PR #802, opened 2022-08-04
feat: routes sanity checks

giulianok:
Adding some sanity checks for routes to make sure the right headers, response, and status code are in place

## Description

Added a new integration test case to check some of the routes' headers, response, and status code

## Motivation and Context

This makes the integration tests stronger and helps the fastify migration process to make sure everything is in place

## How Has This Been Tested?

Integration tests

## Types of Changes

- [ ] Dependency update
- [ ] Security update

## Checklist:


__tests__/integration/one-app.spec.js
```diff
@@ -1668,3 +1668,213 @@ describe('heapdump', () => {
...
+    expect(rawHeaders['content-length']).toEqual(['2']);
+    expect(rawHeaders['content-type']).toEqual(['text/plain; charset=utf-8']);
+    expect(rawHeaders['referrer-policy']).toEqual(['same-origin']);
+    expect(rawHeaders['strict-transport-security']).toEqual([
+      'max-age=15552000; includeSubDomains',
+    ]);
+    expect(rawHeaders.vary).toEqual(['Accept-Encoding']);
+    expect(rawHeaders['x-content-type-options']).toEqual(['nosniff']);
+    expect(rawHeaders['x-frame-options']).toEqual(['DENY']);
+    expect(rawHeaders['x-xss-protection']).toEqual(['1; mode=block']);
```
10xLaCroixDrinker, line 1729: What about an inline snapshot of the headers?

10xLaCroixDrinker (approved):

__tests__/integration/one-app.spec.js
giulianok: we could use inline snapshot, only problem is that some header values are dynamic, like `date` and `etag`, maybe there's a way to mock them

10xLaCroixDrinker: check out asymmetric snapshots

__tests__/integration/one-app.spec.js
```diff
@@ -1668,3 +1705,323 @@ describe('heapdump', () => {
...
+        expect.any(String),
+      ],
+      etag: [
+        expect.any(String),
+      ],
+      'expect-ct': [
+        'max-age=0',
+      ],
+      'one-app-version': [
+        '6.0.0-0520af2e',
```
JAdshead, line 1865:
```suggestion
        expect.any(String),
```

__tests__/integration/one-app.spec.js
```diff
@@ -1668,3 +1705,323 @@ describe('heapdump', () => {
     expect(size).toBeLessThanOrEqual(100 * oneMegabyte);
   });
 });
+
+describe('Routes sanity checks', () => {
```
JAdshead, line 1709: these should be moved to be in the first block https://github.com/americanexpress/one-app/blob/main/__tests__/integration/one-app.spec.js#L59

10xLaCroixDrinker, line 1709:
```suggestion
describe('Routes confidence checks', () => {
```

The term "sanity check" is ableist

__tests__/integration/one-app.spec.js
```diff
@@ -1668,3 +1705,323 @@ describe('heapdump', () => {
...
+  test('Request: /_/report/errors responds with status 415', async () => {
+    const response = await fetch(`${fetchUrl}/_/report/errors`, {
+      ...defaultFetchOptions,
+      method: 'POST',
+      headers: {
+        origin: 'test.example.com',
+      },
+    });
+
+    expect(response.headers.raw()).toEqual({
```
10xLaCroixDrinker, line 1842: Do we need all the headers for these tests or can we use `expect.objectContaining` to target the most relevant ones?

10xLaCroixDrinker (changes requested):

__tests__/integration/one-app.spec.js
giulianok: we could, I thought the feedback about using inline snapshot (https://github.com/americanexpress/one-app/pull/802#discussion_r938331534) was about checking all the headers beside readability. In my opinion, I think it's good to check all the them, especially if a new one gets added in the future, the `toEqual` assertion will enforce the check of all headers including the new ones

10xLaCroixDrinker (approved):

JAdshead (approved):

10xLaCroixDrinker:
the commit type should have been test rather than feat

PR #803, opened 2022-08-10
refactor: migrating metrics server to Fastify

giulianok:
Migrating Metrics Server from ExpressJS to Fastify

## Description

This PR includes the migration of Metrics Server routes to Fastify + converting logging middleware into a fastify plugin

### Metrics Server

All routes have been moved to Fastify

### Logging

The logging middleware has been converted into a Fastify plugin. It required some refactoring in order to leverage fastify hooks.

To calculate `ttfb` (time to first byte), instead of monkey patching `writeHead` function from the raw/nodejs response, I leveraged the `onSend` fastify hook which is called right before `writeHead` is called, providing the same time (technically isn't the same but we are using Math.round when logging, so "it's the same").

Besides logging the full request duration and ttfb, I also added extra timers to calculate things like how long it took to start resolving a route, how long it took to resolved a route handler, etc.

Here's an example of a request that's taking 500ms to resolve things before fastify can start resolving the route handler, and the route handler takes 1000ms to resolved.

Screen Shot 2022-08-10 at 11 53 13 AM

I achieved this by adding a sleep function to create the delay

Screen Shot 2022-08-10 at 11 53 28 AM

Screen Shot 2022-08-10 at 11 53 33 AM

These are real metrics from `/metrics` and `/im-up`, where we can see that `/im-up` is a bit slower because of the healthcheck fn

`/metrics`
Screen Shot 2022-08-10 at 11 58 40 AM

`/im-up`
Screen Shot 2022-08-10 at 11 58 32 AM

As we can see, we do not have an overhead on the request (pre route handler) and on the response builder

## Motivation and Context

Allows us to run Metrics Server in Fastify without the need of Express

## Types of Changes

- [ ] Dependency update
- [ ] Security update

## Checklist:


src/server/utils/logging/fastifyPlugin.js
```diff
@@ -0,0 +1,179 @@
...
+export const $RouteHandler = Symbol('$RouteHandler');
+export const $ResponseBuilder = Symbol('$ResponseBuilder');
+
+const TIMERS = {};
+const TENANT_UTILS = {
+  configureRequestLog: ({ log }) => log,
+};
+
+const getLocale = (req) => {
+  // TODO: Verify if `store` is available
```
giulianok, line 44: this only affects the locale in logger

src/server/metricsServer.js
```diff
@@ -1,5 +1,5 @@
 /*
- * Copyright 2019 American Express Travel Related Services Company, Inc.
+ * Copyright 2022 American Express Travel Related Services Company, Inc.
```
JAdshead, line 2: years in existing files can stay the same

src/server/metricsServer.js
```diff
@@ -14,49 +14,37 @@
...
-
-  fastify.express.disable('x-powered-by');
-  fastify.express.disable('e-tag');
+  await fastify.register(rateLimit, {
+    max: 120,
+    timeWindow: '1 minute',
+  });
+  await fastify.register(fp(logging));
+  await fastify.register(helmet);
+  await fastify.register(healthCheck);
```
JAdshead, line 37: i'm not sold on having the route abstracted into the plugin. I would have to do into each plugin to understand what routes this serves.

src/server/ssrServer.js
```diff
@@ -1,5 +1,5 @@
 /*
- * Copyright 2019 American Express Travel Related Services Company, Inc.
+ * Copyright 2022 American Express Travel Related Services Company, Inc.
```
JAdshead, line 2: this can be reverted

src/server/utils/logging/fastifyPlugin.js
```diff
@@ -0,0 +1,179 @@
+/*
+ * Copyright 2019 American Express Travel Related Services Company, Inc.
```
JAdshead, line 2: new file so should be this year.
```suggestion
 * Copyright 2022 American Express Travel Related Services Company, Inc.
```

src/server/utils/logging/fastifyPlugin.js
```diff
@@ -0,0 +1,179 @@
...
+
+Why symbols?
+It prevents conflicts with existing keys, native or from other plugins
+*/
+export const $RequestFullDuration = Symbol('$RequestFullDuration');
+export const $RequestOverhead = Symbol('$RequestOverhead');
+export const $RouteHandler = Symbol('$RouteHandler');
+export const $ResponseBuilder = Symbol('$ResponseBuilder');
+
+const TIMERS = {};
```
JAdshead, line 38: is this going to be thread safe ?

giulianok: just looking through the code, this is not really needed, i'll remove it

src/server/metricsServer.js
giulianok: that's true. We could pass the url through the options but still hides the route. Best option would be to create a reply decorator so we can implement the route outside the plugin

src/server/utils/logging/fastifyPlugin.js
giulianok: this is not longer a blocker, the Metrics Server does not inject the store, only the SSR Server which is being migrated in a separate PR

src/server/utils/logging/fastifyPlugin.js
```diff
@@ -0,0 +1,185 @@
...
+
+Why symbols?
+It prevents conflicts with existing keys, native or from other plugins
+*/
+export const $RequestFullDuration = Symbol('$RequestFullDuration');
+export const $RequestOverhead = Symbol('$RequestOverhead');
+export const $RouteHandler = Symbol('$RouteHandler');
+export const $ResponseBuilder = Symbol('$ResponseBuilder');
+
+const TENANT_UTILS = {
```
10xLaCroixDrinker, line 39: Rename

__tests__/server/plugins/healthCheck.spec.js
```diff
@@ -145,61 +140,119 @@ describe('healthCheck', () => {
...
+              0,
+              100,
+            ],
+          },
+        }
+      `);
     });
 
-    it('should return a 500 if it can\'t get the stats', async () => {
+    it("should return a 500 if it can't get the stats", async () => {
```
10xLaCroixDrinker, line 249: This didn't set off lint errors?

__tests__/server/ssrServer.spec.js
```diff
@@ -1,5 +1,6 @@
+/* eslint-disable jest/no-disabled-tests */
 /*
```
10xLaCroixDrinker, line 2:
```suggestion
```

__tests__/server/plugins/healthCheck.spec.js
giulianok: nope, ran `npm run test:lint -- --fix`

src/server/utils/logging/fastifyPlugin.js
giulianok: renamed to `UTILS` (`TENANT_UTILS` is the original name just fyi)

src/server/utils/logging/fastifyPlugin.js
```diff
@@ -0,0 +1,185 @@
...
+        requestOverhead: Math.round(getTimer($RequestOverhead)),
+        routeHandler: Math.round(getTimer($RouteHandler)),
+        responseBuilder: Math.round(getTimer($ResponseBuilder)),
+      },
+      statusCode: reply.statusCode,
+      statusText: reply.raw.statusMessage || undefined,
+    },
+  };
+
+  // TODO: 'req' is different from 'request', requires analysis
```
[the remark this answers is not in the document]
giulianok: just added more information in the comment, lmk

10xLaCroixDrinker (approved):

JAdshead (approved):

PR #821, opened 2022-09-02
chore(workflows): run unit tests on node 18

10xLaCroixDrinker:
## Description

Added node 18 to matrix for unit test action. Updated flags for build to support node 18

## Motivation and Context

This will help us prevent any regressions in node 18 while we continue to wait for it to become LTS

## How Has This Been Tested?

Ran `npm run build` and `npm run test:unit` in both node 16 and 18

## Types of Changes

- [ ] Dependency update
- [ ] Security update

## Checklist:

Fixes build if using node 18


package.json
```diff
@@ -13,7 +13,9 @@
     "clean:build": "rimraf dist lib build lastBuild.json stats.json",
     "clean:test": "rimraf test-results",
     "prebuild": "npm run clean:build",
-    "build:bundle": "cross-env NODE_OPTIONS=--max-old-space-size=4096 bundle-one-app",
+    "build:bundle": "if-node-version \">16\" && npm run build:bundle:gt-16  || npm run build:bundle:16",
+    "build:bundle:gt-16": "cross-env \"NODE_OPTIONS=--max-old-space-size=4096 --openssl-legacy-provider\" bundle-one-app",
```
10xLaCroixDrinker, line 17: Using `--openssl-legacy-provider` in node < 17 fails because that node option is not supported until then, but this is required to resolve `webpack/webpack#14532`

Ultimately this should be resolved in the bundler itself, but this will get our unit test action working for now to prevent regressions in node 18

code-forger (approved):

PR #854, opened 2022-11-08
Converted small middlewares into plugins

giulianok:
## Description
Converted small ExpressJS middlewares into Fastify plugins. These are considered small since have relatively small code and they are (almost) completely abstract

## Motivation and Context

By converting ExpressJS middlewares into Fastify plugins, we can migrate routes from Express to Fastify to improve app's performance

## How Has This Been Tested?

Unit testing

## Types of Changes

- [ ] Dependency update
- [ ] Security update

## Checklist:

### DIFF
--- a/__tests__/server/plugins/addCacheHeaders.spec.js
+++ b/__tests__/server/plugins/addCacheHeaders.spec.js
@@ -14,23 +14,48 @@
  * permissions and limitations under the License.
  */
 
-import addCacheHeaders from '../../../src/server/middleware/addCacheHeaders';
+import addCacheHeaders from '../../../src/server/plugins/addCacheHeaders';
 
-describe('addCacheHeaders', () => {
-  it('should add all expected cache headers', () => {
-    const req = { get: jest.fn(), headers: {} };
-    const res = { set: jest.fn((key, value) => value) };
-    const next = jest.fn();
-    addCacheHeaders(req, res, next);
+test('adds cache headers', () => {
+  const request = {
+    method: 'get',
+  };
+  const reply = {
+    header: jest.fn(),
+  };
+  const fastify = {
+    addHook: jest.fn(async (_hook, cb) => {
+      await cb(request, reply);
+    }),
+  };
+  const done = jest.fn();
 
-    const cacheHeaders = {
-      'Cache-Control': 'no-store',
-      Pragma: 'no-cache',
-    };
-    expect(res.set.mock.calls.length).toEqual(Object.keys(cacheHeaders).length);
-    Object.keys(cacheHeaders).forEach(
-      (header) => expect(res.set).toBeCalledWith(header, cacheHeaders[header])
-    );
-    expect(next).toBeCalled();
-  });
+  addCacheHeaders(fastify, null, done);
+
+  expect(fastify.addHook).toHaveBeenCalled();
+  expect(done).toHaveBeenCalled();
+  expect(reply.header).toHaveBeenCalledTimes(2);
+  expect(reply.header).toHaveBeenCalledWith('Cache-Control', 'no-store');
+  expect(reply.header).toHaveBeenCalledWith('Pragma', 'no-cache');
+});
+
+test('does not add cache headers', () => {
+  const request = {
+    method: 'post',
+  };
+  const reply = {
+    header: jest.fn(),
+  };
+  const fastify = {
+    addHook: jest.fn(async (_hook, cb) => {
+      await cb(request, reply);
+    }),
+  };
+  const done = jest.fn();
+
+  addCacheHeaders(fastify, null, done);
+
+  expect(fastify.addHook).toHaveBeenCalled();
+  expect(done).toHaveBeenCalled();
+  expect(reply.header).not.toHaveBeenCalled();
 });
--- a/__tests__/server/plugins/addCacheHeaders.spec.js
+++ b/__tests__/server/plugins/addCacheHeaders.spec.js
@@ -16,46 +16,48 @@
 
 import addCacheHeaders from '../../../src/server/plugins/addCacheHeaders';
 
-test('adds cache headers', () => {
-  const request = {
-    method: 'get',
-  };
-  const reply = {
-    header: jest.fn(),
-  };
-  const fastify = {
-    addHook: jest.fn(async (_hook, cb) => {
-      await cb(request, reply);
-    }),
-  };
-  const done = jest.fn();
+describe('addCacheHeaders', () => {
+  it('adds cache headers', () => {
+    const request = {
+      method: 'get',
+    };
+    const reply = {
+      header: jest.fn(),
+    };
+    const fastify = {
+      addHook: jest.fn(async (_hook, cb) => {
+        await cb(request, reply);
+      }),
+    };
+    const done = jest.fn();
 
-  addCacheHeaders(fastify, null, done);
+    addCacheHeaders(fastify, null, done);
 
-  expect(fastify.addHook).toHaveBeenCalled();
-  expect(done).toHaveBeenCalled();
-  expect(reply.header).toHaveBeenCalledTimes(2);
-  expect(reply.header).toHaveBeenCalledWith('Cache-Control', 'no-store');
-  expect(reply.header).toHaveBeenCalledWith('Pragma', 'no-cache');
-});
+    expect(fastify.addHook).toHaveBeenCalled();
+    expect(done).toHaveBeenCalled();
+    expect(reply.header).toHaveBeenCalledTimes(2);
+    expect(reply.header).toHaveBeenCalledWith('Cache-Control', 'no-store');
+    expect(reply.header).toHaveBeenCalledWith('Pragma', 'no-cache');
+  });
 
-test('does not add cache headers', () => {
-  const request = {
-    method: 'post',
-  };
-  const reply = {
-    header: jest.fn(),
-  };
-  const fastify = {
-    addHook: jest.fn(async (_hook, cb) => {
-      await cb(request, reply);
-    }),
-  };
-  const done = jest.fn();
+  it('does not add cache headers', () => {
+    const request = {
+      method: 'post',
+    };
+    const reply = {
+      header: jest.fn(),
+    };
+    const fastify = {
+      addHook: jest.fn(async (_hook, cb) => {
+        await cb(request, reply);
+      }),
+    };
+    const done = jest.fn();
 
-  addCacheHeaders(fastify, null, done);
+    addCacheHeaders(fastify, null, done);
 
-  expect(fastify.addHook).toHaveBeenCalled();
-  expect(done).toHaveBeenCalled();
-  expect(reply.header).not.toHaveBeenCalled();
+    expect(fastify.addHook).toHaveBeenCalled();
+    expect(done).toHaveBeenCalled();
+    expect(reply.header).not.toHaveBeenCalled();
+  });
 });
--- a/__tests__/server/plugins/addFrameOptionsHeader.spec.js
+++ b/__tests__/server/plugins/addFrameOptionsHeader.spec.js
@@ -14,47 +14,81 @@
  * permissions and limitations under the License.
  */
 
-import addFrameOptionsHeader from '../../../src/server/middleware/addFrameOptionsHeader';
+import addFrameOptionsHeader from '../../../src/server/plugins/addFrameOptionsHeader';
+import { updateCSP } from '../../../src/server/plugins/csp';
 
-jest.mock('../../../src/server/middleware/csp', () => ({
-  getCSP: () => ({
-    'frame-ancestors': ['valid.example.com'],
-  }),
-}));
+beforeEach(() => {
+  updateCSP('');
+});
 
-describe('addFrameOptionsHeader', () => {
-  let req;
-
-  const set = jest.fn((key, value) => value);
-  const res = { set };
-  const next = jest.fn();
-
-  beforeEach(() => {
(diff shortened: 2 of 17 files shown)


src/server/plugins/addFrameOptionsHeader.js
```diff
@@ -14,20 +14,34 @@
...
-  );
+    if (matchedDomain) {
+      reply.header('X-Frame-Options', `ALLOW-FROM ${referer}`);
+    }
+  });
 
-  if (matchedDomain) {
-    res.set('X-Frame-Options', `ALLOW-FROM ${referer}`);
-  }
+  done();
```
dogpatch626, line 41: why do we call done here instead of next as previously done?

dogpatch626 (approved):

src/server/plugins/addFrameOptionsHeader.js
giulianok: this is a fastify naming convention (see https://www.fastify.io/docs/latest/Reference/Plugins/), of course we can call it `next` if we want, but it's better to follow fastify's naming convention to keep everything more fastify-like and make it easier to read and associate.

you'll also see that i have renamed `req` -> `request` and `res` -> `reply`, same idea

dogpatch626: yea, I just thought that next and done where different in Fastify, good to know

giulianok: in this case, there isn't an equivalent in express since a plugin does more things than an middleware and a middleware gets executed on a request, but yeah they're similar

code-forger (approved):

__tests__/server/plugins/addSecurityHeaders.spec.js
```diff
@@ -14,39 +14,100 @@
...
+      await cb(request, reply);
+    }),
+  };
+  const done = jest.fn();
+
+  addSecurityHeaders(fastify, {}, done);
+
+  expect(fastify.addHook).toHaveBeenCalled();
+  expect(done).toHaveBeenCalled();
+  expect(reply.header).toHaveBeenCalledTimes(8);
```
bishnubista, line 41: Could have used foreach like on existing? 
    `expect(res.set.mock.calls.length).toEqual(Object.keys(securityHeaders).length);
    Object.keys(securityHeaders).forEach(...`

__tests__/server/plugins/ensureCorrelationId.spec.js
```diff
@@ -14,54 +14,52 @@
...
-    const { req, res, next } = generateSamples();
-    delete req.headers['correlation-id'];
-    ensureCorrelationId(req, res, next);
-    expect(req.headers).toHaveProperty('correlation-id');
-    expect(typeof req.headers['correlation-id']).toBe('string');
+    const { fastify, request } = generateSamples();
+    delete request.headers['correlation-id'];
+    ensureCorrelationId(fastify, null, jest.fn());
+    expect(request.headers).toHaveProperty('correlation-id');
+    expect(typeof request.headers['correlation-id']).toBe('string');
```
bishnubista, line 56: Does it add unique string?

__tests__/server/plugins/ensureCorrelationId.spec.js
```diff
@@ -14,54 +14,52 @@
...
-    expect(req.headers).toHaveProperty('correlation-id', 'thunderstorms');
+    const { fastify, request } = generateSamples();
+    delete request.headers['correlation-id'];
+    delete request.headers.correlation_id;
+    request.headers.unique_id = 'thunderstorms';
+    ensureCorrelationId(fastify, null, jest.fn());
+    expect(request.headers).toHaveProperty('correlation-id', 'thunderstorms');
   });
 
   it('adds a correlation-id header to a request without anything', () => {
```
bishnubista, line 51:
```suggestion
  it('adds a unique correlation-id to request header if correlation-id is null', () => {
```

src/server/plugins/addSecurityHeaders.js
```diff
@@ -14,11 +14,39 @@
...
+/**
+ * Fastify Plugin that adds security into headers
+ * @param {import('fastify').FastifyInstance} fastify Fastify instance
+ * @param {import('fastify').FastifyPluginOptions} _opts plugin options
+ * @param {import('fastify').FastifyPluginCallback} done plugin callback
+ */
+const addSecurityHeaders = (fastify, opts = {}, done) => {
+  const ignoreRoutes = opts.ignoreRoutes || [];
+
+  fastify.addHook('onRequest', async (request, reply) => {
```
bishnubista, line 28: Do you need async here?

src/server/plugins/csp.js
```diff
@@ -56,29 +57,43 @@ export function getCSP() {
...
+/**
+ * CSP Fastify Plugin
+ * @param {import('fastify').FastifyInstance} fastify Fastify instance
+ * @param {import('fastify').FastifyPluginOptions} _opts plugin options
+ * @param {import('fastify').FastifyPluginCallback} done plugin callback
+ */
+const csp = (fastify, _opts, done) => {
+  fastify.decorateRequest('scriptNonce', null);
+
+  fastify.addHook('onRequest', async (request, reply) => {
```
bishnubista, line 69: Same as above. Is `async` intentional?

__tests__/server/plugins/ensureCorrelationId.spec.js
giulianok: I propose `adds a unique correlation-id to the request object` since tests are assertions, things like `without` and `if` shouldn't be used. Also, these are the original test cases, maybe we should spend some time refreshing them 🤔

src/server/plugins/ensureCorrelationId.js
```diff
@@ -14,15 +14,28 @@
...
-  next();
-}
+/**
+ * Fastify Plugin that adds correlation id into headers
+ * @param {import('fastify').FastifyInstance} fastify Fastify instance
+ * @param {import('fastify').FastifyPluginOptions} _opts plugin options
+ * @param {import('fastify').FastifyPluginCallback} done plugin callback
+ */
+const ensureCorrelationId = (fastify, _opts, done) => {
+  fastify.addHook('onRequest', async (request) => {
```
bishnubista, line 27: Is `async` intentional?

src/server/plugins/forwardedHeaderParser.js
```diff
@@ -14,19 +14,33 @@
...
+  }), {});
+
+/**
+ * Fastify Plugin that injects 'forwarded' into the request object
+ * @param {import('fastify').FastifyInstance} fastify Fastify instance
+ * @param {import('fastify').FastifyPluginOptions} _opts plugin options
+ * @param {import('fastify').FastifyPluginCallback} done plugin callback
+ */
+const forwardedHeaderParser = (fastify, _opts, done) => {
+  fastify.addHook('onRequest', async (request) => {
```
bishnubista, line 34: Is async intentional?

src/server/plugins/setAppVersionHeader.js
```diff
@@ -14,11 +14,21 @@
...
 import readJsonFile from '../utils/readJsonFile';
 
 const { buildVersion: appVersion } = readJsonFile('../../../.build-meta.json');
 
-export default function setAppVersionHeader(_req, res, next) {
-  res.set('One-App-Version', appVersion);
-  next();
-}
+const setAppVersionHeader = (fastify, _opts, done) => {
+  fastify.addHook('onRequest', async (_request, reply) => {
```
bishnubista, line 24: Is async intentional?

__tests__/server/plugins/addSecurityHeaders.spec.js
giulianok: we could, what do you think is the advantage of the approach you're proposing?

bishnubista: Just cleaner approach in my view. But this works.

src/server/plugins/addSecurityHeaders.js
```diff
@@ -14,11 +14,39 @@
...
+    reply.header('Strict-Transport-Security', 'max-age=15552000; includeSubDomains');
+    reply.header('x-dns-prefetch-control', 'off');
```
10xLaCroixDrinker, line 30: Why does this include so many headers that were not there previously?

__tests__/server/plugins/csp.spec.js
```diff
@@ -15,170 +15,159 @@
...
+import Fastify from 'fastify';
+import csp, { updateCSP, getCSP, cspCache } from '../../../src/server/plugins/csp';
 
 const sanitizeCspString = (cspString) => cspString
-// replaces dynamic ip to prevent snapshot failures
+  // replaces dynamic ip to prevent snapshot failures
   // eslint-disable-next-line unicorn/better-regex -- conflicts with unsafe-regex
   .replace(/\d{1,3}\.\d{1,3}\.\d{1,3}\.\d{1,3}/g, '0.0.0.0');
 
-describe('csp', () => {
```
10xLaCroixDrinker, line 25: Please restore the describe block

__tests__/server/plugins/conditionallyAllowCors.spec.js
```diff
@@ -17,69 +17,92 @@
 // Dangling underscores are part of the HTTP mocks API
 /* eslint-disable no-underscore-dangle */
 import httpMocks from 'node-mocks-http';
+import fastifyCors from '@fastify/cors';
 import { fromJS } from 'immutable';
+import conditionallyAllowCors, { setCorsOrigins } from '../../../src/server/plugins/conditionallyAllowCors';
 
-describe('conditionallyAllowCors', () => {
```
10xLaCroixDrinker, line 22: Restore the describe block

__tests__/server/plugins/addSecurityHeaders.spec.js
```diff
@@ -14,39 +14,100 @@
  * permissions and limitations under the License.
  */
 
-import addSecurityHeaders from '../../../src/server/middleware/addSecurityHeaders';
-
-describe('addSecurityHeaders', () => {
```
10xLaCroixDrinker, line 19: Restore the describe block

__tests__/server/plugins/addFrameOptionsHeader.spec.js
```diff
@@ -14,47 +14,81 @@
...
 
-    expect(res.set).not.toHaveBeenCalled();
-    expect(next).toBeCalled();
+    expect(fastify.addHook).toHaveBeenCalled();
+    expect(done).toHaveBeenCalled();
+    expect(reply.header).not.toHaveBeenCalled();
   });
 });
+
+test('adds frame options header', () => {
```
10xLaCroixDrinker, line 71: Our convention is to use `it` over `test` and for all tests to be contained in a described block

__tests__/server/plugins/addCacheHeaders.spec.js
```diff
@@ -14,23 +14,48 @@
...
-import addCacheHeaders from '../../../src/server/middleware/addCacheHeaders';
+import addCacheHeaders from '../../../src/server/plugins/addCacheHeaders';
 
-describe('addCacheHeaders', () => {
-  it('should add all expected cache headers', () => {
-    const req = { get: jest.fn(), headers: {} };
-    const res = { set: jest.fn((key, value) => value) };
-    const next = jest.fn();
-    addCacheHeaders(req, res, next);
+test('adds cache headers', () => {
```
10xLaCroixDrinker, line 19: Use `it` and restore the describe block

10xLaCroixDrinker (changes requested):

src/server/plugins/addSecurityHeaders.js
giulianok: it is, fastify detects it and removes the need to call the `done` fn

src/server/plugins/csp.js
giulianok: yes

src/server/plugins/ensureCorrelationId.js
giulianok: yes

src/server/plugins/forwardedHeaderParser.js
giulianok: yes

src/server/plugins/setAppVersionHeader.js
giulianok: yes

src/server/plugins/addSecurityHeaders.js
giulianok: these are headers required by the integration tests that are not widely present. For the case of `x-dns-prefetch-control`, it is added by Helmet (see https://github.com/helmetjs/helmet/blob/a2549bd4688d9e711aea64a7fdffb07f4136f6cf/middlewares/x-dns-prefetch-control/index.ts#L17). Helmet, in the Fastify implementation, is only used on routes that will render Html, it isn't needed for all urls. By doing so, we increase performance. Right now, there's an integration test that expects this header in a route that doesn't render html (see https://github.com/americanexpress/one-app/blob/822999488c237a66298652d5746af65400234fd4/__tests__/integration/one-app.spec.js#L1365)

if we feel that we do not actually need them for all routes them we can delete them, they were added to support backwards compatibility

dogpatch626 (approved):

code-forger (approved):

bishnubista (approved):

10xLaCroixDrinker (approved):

--- TASK PROMPT ---
Reproduce each line from the listing above that includes the word "delete".

--- ANSWER TO THE EXERCISE ---
-    delete req.headers['correlation-id'];
+    delete request.headers['correlation-id'];
+    delete request.headers['correlation-id'];
+    delete request.headers.correlation_id;
if we feel that we do not actually need them for all routes them we can delete them, they were added to support backwards compatibility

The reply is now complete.